> The task
Take each line from the entries that holds "Portuguese" and copy it out.

══════════

PR #3137, opened 2021-08-29
[Small Change] Fix repo details for utterances commenting

aidan-gallagher:
This is a bug fix.

## Summary

Make utterances find the repo text from the YAML config.

### DIFF
--- a/_includes/comments-providers/utterances.html
+++ b/_includes/comments-providers/utterances.html
@@ -10,7 +10,7 @@
 
     var script = document.createElement('script');
     script.setAttribute('src', 'https://utteranc.es/client.js');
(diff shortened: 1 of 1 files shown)


iBug:
I don't think this "fixes" anything. [The documentation][1] says you should provide `repository` in your `_config.yml`. Could you share some details on the reason for this change?

  [1]: https://mmistakes.github.io/minimal-mistakes/docs/configuration/#utterances-comments

aidan-gallagher:
Yes, you're right. 
I missed that when skimming through the documentation. 
I was following the instructions from others sources that I now realize were using Jekyll but a different theme.
I'm happy for this PR to be closed.

PR #3204, opened 2021-10-16
Update Brazilian Portuguese translation

georgeraraujo:

This pull request translates untranslated source texts and updates translations for a few translated source texts for Brazilian Portuguese (pt-BR).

══════════

> Solution
Update Brazilian Portuguese translation
This pull request translates untranslated source texts and updates translations for a few translated source texts for Brazilian Portuguese (pt-BR).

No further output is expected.